決算整理での仕訳
第5問は処理自体は多いですが、そこで行うべき処理はある程度パターン化することができます。決算で行うべき代表的な仕訳について1つずつ確認しておきましょう。
1. 売上原価
仕 入 ××× / 繰越商品(期首分) ×××
繰越商品(期末分) ××× / 仕 入 ×××
2. 減価償却
減価償却費 ××× / ○○減価償却累計額 ×××
3. 貸倒損失・貸倒引当金
前期以前発生の債権についての処理
貸倒損失 ××× / 売掛金 ×××
貸倒引当金 ××× /
当期発生の債権についての処理
貸倒損失 ××× / 売掛金 ×××
この2つの処理の違いは大丈夫でしょうか。
前期以前発生の債権については、前期の決算整理で「貸倒引当金」が設定してあります。ですから、当期にこの債権が貸倒れたのであれば、債権を取り崩し、債権額と貸倒引当金設定額の差額を貸倒損失として処理します。
それに対して当期発生の債権についてはまだ貸倒引当金の設定はされておりませんので、当期中に貸倒れてしまった場合には、その貸倒額の全額を貸倒損失として処理します。

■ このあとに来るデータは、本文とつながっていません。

PR #645, opened 2016-08-03
funccount: filter bcc function count

oujunli:


drzaeus77:
ok to test

brendangregg:
style issues (these tools are included in other environments that will run pep8):

```
# pep8 --show-source --ignore=E123,E125,E126,E127,E128,E302 funccount.py 
funccount.py:9:80: E501 line too long (80 > 79 characters)
# The pattern is a string with optional '*' wildcards, similar to file globbing.
                                                                               ^
funccount.py:81:80: E501 line too long (103 > 79 characters)
filter_text = 'u32 pid; pid = bpf_get_current_pid_tgid(); if (pid != %s) { return 0; }' % (os.getpid())
                                                                               ^
funccount.py:83:51: E225 missing whitespace around operator
    filter_text += ' if (pid != %s){ return 0;}' %(args.pid)
                                                  ^
funccount.py:124:24: E701 multiple statements on one line (colon)
        if v.value == 0: continue
                       ^
```

Also, when using "-p PID", the logic has redundancies; eg, from the compiled BPF script:

```
    u32 pid; pid = bpf_get_current_pid_tgid(); if (pid != 19045) { return 0; } if (pid != 11){ return 0;}
```

I passed it "-p 11".

oujunli:
I fix the style issues and logical error, generate commit.
`u32 pid; pid = bpf_get_current_pid_tgid(); if (pid == 10075 || pid != 2716) { return 0; }`
run python tools/funccount.py -p 2716 "vfs_*",  It filter the current bcc process 10075 or pid not equals 2716.
Sorry about that. Thanks.

brendangregg:
I'd fix this further: these are early examples, and people are likely to copy-n-paste what we create to make other tools, so it's worth getting as nice as possible to start with.

That filter should be:

```C
 if (pid != 2716) { return 0; }
```

If you've specified -p, I don't see a reason to also check that it's not its own PID. ie, the code could be:

```Python
if args.pid:
    filter_text += "if (pid != %s) { return 0; }" % args.pid
else:
    filter_text += "if (pid == %s) { return 0; }" % os.getpid()
```

unless I've missed something? Thanks.

oujunli:
Yes, you are right. when pid special, no reason to check it own PID again,  fix it:

`u32 pid; pid = bpf_get_current_pid_tgid(); if (pid == 15357) { return 0; }`

run `python funccount.py  "vfs_*"`, and 

`u32 pid; pid = bpf_get_current_pid_tgid(); if (pid != 2716) { return 0; }`

run `python funccount.py  -p 2716 "vfs_*"`.

Thanks.

brendangregg:
ok to test

brendangregg:
ok, LGTM.

Issue #1601, opened 2018-02-22
Can we remove perf reader for TRACEPOINT events?


palmtenor:
If I understand correctly, the `perf_reader` in TRACEPOINT (kprobe / uprobe / Kernel Tracepoint) events logic is mostly in order to get the Callchain / IP for these events. However we already have the in-Kernel Stack-trace table and it was added quite early in BPF's development process. A quick check shows all our current BCC tools are using the in-Kernel Stack-trace table, and I would imagine most other users are probably also doing that as well.

Would it be possible for us to remove the `PERF_SAMPLE_RAW` / `PERF_SAMPLE_CALLCHAIN` / `perf_reader` logic from BCC's kprobe / uprobe / Kernel Tracepoint API? This would make the code simpler and more efficient, reduce possible issues like #1533 and make fixes like #1595 easier.

cc @4ast @drzaeus77 @yonghong-song

4ast:
makes sense to me

yonghong-song:
Indeed, looks like 
```
class BPF(object):
...
    def __init__(self, src_file=b"", hdr_file=b"", text=None, cb=None, debug=0,
            cflags=[], usdt_contexts=[]):
```

No tools really uses `cb`, so I think it is safe to remove it.

But the issue with #1533 and #1595 could be different, they are from RAW output due to bpf_perf_event_output, so we may have to address them somehow.

PR #1607, opened 2018-02-27
Remove PERF_SAMPLE_CALLCHAIN logic from TRACEPOINT events

palmtenor:
As discussed in #1601, since we had the stack-trace table early-on, and no tools still uses the old `PERF_SAMPLE_CALLCHAIN`, this PR removes the creation of `perf_reader` for `TRACEPOINT` events (kprobe / uprobe / Kernel Tracepoint), and parsing logic in `perf_reader`.

Also added some comments in `libbpf.c`


src/cc/libbpf.c
```diff
@@ -762,47 +766,38 @@ static int bpf_attach_tracing_event(int progfd, const char *event_path,
...
       fprintf(stderr, "perf_event_open(%s/id): %s\n", event_path, strerror(errno));
       return -1;
     }
   }
-  perf_reader_set_fd(reader, pfd);
 
-  if (perf_reader_mmap(reader, attr.type, attr.sample_type) < 0)
-    return -1;
-
-  if (ioctl(pfd, PERF_EVENT_IOC_SET_BPF, progfd) < 0) {
```
palmtenor: Previously, if the `pfd` was created here (falling back to `debugfs`) and the`ioctl` fails, no would would clean them up. This commit fixes the issue and documented that caller should do the clean-up.

src/cc/libbpf.c
```diff
@@ -823,15 +817,16 @@ void *bpf_attach_kprobe(int progfd, enum bpf_probe_attach_type attach_type,
...
+  // Otherwise it will read the event ID from the path in buf, create the
+  // Perf Event event using that ID, and updated value of pfd.
+  if (bpf_attach_tracing_event(progfd, buf, -1 /* PID */, &pfd) == 0)
+    return pfd;
 
 error:
-  perf_reader_free(reader);
-  return NULL;
-
+  bpf_close_perf_event_fd(pfd);
```
yonghong-song: Do you need to check whether pfd >= 0 here? Is it possible pfd still equals to initial value -1?
The same for below a few places.

src/lua/bcc/bpf.lua
```diff
@@ -55,6 +56,12 @@ function Bpf.static.cleanup()
 
   detach_all("kprobes", Bpf.static.open_kprobes)
   detach_all("uprobes", Bpf.static.open_uprobes)
+
+  for key, perf_buffer in pairs(Bpf.static.perf_buffers) do
+    libbcc.perf_reader_free(perf_buffer)
+    Bpf.static.perf_buffers[key] = nil
+  end
```
yonghong-song: Not a lua expert. Maybe after all perf_reader_free, just clear Bpf.static.perf_buffers?

src/cc/libbpf.c
palmtenor: `bpf_close_perf_event_fd` already checks the FD inside:)

src/lua/bcc/bpf.lua
palmtenor: Yeah, me neither:( I basically mimicked existing code, it compiled and tests pass, but that's all I know......

Issue #1586, opened 2018-02-10
cachestat is confusing regarding write misses.


joelagnel:
In cachestat, we have some code like so:
```
        misses = (apcl + apd)

        # rtaccess is the read hit % during the sample period.
        # wtaccess is the write hit % during the smaple period.
        if mpa > 0:
            rtaccess = float(mpa) / (access + misses)
        if apcl > 0:
            wtaccess = float(apcl) / (access + misses)
```
As shown, `apcl` is a part of the misses equation, however later it is also used to calculate "write hits" in `wtaccess`. Does `apcl` constitute hits or misses?

Also I tried a simple experiment, I dd'd a file 500MB file, and read it back. Then I set /proc/sys/kernel/drop_caches and read it back again. What I see is Read hit % is around 50%. I expected that to be 0%. What's the expectation with regards to the counters when one sets `drop_caches` and reads a dd'd file back? Thanks.

joelagnel:
@brendangregg 's original cache stat script has this which makes a bit more sense to me:
```
		mpa = a["mark_page_accessed"]
		mbd = a["mark_buffer_dirty"]
		apcl = a["add_to_page_cache_lru"]
		apd = a["account_page_dirtied"]
		total = mpa - mbd
		misses = apcl - apd
		if (misses < 0)
			misses = 0
		hits = total - misses
```
@brendangregg any thoughts? :)

PR #1609, opened 2018-02-28
tools/cachestat: Rewrite it so it makes more sense

joelagnel:
cachstat separation between read and writes doesn't make much sense. During tests
its seen that a workload that is supposed to be completely in the missed category
appears to be 50% hit.

This patch rewrites the BCC tool to be more inline with Brendan Gregg's original
cachestat perf tool which makes more sense:
https://github.com/brendangregg/perf-tools/blob/master/fs/cachestat
http://www.brendangregg.com/blog/2014-12-31/linux-page-cache-hit-ratio.html

Fixes Issue: https://github.com/iovisor/bcc/issues/1586

### DIFF
--- a/tools/cachestat.py
+++ b/tools/cachestat.py
@@ -39,16 +39,13 @@ def get_meminfo():
     return result
 
 # set global variables
-rtaccess = 0
-wtaccess = 0
 mpa = 0
 mbd = 0
 apcl = 0
 apd = 0
-access = 0
+total = 0
 misses = 0
-rhits = 0
-whits = 0
+hits = 0
 debug = 0
 
 # args
@@ -116,9 +113,8 @@ b.attach_kprobe(event="mark_buffer_dirty", fn_name="do_count")
 # header
 if tstamp:
     print("%-8s " % "TIME", end="")
-print("%8s %8s %8s %10s %10s %12s %10s" %
-     ("HITS", "MISSES", "DIRTIES",
-     "READ_HIT%", "WRITE_HIT%", "BUFFERS_MB", "CACHED_MB"))
+print("%8s %8s %8s %8s %12s %10s" %
+     ("TOTAL", "MISSES", "HITS", "DIRTIES", "BUFFERS_MB", "CACHED_MB"))
 
 loop = 0
 exiting = 0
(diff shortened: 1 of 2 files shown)


yonghong-song:
[buildbot, ok to test]

tools/cachestat.py
```diff
@@ -153,25 +149,27 @@ def usage():
         # access = total cache access incl. reads(mpa) and writes(mbd)
```
yonghong-song: change comment here?

tools/cachestat_example.txt
```diff
@@ -15,61 +15,42 @@ examples:
...
+  152032   152032        0        0            9       1028
+  157408   157405        3        0            9       1707
+  150432   150432        0        0            9       2331
+       0        0        0        0            9       2331
+       1        1        0        1            9       2331
+       0        0        0        0            9       2331
+       0        0        0        0            9       2331
+       0        0        0        0            9       2331
+
+The misses counter reflects a 2GB file being read and almost everything being
```
yonghong-song: I actually run the command with a 20MB file on latest bpf-next. With debug = 1, I got:
```
7549 0 508 700 7549 0 7549
mpa, mbd, apcl, apd, total, misses, hits
```
Here, `apcl` is less then `apd`.
Look at the kernel code, it is not clear to me what is the relationship between
`add_to_page_cache_lru` and `account_page_dirtied`. `

tools/cachestat.py
joelagnel: sure

tools/cachestat_example.txt
joelagnel: `add_to_page_cache_lru` counts pages added to the page cache which included both pages added because of read misses and pages added because of writes. IMO a "write miss" isn't meaningful since the page will be lazy written back to the disk and isn't a harmful miss, so such "adds" to the page cache should not be counted, and this is the reason why  `account_page_dirtied` is subtracted.

Here's a run of funccount counting all these, during some dd's:
```
# DD commands:
dd if=/dev/urandom of=tmp2 bs=4k count=$((256 * 20))
dd if=tmp1 of=/dev/null bs=4k
```
```
# ./tools/funccount.py -r  '(add_to_page_cache_lru|account_page_dirtied|mark_buffer_dirty|mark_page_accessed)'
Tracing 5 functions for "(add_to_page_cache_lru|account_page_dirtied|mark_buffer_dirty|mark_page_accessed)"... Hit Ctrl-C to end.
^C
account_page_dirtied                     5120
mark_buffer_dirty                        5120
add_to_page_cache_lru                   13153
mark_page_accessed                      16103
```

apcl - abd = ~8k pages which is the 30MB file that was added to the page cache as a part of the "read" dd and these are the hurtful misses.

Unfortunately, I think its possible a page already exists in the page cache and is being dirtied, so these `account_page_dirtied` are the extra ones which don't have a corresponding `add_to_page_cache_lru`. 

Another thing to note is Brendan's script also assumed `apcl` can be < `apd`: https://github.com/brendangregg/perf-tools/blob/master/fs/cachestat#L150

joelagnel: Just to clarify, the `tmp1` file above is the 30MB I had dd'd in advance.

yonghong-song: Do you think it makes sense to have finer control on add_to_page_cache_lru/account_page_dirtied? For example, have a map shared between these two functions and account_page_dirtied event is counted if only page has been added to lru?

joelagnel: Yeah I think so, but I think it will also complicate the script more. I am wondering how often this negative value happens for you? I believe the script is expected to provide "rough estimate" than accurate results. And also that, in the future the meanings and semantics can change anyway so I am wondering if its worth handling this case (unless it happens way too often)

brendangregg:
Thanks @joelagnel , I tested on 4.4 and 4.9 and it looks like it works (and the old tool overcounted misses). This is a pretty important tool: there's no other way I found to get file system cache statistics.

When I wrote this with ftrace function counting, I had to figure out cache activity from function counts alone (not easy to figure out). Maybe one day we'll revisit this and make it better, now we can access arguments and return values, or maybe it's fine as is. ... Anyone working on this area does needs to be careful and take their time to investigate different workloads: the mm code is tricky.

Later on we might want to add a percent column back, eg, a "HIT%" = HITS * 100 / (HITS + MISSES). Just to make reading the output a bit easier.

joelagnel:
Thanks a lot Brendan. I will address the one comment related to code comment change from  Yonghong then and repost.

yonghong-song:
I hacked to add a map to communicate between `add_to_page_cache_lru` and `account_page_dirtied`.  `account_page_dirtied` only counts if the `page` has
been recorded by `add_to_page_lru`. Now they are the same. This seems implying
that every page added to page cache lru is `account_page_dirtied`, and yes
there are some account_page_dirtied pages not added by page cache lru.

My file system is `btrfs`. Not sure this is the cause or not.

Anyway, this patch is fixing the existing issues. I can investigate the accounting issue separately.

PR #1616, opened 2018-03-01
Rename kprobe_poll to perf_buffer_poll

palmtenor:
After #1607, it makes sense for the interface to be renamed to `perf_buffer_poll`, since it would be more informative for users that the perf buffer is not only for kprobes, but for all other kinds of events.

Still kept the `kprobe_poll` interface in Python and Lua to avoid breaking existing tools


yonghong-song:
[buildbot, ok to test]

PR #1620, opened 2018-03-05
C++ API: Allow obtaining BPFPerfBuffer pointer for polling

palmtenor:
Perf Buffer polling is a high frequency event and normally runs in a loop for continuous profiling. Doing a map lookup every time is not efficient. This commit adds an interface to get a pointer of the `BPFPerfbuffer` instance for polling. Also added some comments on the header file to explain these APIs.

Updated  `FollyRequestContextSwitch` example to use this. The `RandomRead` example still uses `perf_buffer_poll`, just to demonstrate both interfaces.

### DIFF
--- a/examples/cpp/FollyRequestContextSwitch.cc
+++ b/examples/cpp/FollyRequestContextSwitch.cc
@@ -98,8 +98,11 @@ int main(int argc, char** argv) {
 
   signal(SIGINT, signal_handler);
   std::cout << "Started tracing, hit Ctrl-C to terminate." << std::endl;
-  while (true)
-    bpf->poll_perf_buffer("events");
+  auto perf_buffer = bpf->get_perf_buffer("events");
+  if (perf_buffer)
+    while (true)
+      // 100ms timeout
+      perf_buffer->poll(100);
 
   return 0;
 }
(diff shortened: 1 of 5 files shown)


brendangregg:
Is this part of addressing #1033?

palmtenor:
I was not aware of #1033, but this would definitely help:)

yonghong-song:
@palmtenor  Do you know how much we save for cpu resource?

palmtenor:
I think it highly depends on the sample rate and polling setup. I did a simple experiment:
- A CPU profiler that generates around ~20 samples per second.
- The Perf Buffer callback simply copy it to a queue and do no other processing.
- Use `perf` to profile the tool only during this period of time (no compilation / symbolization / etc.)

The `poll_perf_buffer` is about ~2.5% of all overhead during profiling (including Kernel PMU costs), and mostly attributed to the cost of map lookup. Here is the [`perf annotate` result](https://paste.ubuntu.com/p/JhNjM9DZ7N/). Everything is heavily inlined so hard to see, but the `jmpq` at line 80 is going into the actual `epoll` / parsing buffer logic.

So not too much a big deal, but a good small improvement.

@brendangregg I believe for Python, construction of the reader FD array every loop might be also considerably costly. In C++ we use `epoll` to avoid that. After recent clean-up of the kprobe logic from Perf Buffer polling, this should also be possible in Python.

PR #1625, opened 2018-03-09
docs: fix commit hash and link for bpf_redirect_map()

qmonnet:
The link wrongly pointed to the same commit as for
bpf_sk_redirect_map().


yonghong-song:
Looks good. Thanks.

また、当期末に貸倒引当金を設定する際には、貸倒損失として取り崩された部分は設定対象となりませんので注意しましょう。
4. 見越し・繰延べ
見越しとはまだ受け取れていない収入や支払っていない費用などを計上することであり、繰延とはすでに受け取った収入やすでに支出った費用を当期ではなく翌期以降に繰り越す処理です。
当期分に対応した収益・費用を計算するためには重要な処理ですが、「前払」、「前受」、「未払」、「未収」などの勘定科目があり、どれが見越しのものでどれが繰延べのものなのか混乱してしまう方もいらっしゃるかと思います。
「くまのみみ」と覚えてみて下さい。
繰延べ(く)には、前払や前受(ま)を使い、見越し(み)には、未払や未収(み)を使いますのでゴロで確認できます。
対策
上記にも述べたように決算関係の処理はパターン化されている側面がありますので反復練習でその処理を身に着けるのがよいといえます。第5問及び第3問は、処理に時間がかかる反面、配点も高く合否に大きな影響を与える問になります。そのような問はある程度時間をかけてじっくりかけて解いて頂きたいですので、この2題は他の問を早々と終わらせた後に手を付けることをおすすめします。